Can I get a loan for a wedding?

Taking out a wedding loan is just one way you can fund your big day if you don’t have the money to pay for it all yourself.

Rebecca Goodman Published on 02 July 2021. Last updated on 03 July 2021.
Can I get a loan for a wedding?

The average cost of a wedding in 2019 - before the coronavirus pandemic restricted guest numbers and forced many couples to postpone their day - was £31,974, according to the wedding directory website Hitched.co.uk.

This includes everything from the flowers, food and outfits, to the honeymoon, engagement ring and photographer.

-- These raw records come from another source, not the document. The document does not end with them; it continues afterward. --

PR #139, opened 2017-05-09
Filesystem::write() accept NULL in $mode parameter

jkuchar:
- bug fix? yes
- new feature? no
- BC break? no (fixing unintended Nette 2.x BC break)

Code of function expects `$mode` to be `NULL`. If that happens it does not `chmod` it.

### DIFF
--- a/src/Utils/FileSystem.php
+++ b/src/Utils/FileSystem.php
@@ -21,11 +21,10 @@ final class FileSystem
 
 	/**
 	 * Creates a directory.
-	 * @param  int|NULL $mode
 	 * @return void
 	 * @throws Nette\IOException
 	 */
-	public static function createDir(string $dir, $mode = 0777)
+	public static function createDir(string $dir, int $mode = 0777)
 	{
 		if (!is_dir($dir) && !@mkdir($dir, $mode, TRUE) && !is_dir($dir)) { // @ - dir may already exist
 			throw new Nette\IOException("Unable to create directory '$dir'. " . error_get_last()['message']);
--- a/src/Utils/FileSystem.php
+++ b/src/Utils/FileSystem.php
@@ -131,14 +131,12 @@ final class FileSystem
 
 	/**
 	 * Writes a string to a file.
-	 * @param $mode int|NULL
+	 * @param int|NULL $mode File creation mode
 	 * @return void
 	 * @throws Nette\IOException
 	 */
 	public static function write(string $file, string $content, $mode = 0666)
 	{
-		assert($mode === NULL || is_int($mode));
-
 		static::createDir(dirname($file));
 		if (@file_put_contents($file, $content) === FALSE) { // @ is escalated to exception
 			throw new Nette\IOException("Unable to write file '$file'.");
--- a/src/Utils/FileSystem.php
+++ b/src/Utils/FileSystem.php
@@ -131,7 +131,7 @@ final class FileSystem
 
 	/**
 	 * Writes a string to a file.
-	 * @param int|NULL $mode File creation mode
+	 * @param int|NULL $mode
 	 * @return void
 	 * @throws Nette\IOException
 	 */
--- a/src/Utils/FileSystem.php
+++ b/src/Utils/FileSystem.php
@@ -21,10 +21,11 @@ final class FileSystem
 
 	/**
 	 * Creates a directory.
+	 * @param  int|NULL $mode
 	 * @return void
 	 * @throws Nette\IOException
 	 */
-	public static function createDir(string $dir, int $mode = 0777)
+	public static function createDir(string $dir, $mode = 0777)
 	{
 		if (!is_dir($dir) && !@mkdir($dir, $mode, TRUE) && !is_dir($dir)) { // @ - dir may already exist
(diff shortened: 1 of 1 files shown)


dg:
It breaks compatibility with PHP 7.0

dg:
Ping @jkuchar

src/Utils/FileSystem.php
```diff
@@ -131,11 +131,14 @@ public static function read(string $file): string
 
 	/**
 	 * Writes a string to a file.
+	 * @param $mode int|NULL
```
jkuchar: Not sure how to write php doc here as you usually do not use @param with $variableName.

src/Utils/FileSystem.php
```diff
@@ -131,11 +131,14 @@ public static function read(string $file): string
...
 	 * @return void
 	 * @throws Nette\IOException
 	 */
-	public static function write(string $file, string $content, int $mode = 0666)
+	public static function write(string $file, string $content, $mode = 0666)
 	{
+		assert($mode === NULL || is_int($mode));
+
```
jkuchar: I usually use assert when there is no possibility of declaring type using typehint (union types, ...) Do you like it or should it fail at line [144](https://github.com/nette/utils/pull/139/files#diff-f0409c8a1df5e9194764902390ef6f9bR144)

src/Utils/FileSystem.php
JanTvrdik: Most importantly you switched parameter name with parameter type, the annotation should be `@param int|NULL $mode`

src/Utils/FileSystem.php
JanTvrdik: Seems unnecessary to me.

jkuchar:
@JanTvrdik thanks for review, updated

src/Utils/FileSystem.php
```diff
@@ -131,10 +131,11 @@ public static function read(string $file): string
 
 	/**
 	 * Writes a string to a file.
+	 * @param int|NULL $mode
```
jkuchar: It does not look obvious what this parameter does... Is that creation mode or does it override current file mode?

Maybe add to docs something like:
- Alters file mode to given value (does not matter if file already or will be created exists)

**Shouldn't NULL be the default value?** Current default value is not secure at all. It allows everyone on the server to read and write to this file. And imagine situation where that server is shared... Why not to leave this value to `NULL` and keep responsibility of setting proper permissions on system admin that configured that server? In my case `chmod(0666)` basically breaks what was set by ACL and allows reading and writing by everyone.

jkuchar:
@JanTvrdik Should I squash this, have you finished review?

src/Utils/FileSystem.php
JanTvrdik: There should be two spaces after `@param` to align with `@return` and `@throws`.

jkuchar:
@JanTvrdik Added the same fix also for `createDir()` e5ecd3708428ec61ad8f32fb89135a27b2d6e0f0 Anything more that needs to be fixed?

JanTvrdik:
@jkuchar Hopefully not.

dg:
How differs `mkdir($dir, 0777)` from `mkdir($dir, NULL)`?

jkuchar:
@dg **you are right.**

I have performed the following test.

```php
mkdir("testFromPHPNULL", NULL);
mkdir("testFromPHP0777", 0777);
exec("mkdir -m 0777 testFromBash0777");
exec("mkdir testFromBashDefault");
```

Tried this obscure situation with ACLs:
```bash
$ getfacl .                                 
# file: .
# owner: jkuchar1a
# group: domain^users
user::rwx
group::r-x                      #effective:---
mask::---
other::---
default:user::rwx
default:group::r-x              #effective:---
default:mask::---
default:other::---
```

```bash
$ ll
drwx------+  2 jkuchar1a domain^users 4096 čen  9 19:40 testFromBashDefault/
drwx------+  2 jkuchar1a domain^users 4096 čen  9 19:40 testFromBash0777/
d---------+  2 jkuchar1a domain^users 4096 čen  9 19:40 testFromPHPNULL/  <--- WRONG
drwx------+  2 jkuchar1a domain^users 4096 čen  9 19:40 testFromPHP0777/
```

Result permissions on **testFromBashDefault** and **testFromPHP0777** are the same.

When no ACLs are used it behaves the same.

```bash
$ ll
drwxr-xr-x  2 jkuchar1a domain^users 4096 čen  9 19:46 ./
drwxr-xr-x 12 jkuchar1a domain^users 4096 čen  9 19:26 ../
```

```bash
drwxr-xr-x  2 jkuchar1a domain^users 4096 čen  9 19:50 testFromBashDefault/
drwxrwxrwx  2 jkuchar1a domain^users 4096 čen  9 19:50 testFromBash0777/ <--- WRONG
d---------  2 jkuchar1a domain^users 4096 čen  9 19:50 testFromPHPNULL/ <--- WRONG
drwxr-xr-x  2 jkuchar1a domain^users 4096 čen  9 19:50 testFromPHP0777/
```

dg:
Thanks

It’s a lot of money for one event, but whatever your budget, there are many ways to help fund the big day. One of these is by taking out a personal loan, to either pay for part of the cost or the full amount. Here we look at everything you need to know when it comes to wedding loans.

What type of loan is a wedding loan?

If you need some extra money to pay for your wedding day, one option could be a wedding loan. It is a personal loan which can pay for all, or part, of the wedding.

The loan will be an unsecured personal loan, so it’s not secured against something else such as your home, and you can typically spend the money how you like, though some lenders do have restrictions.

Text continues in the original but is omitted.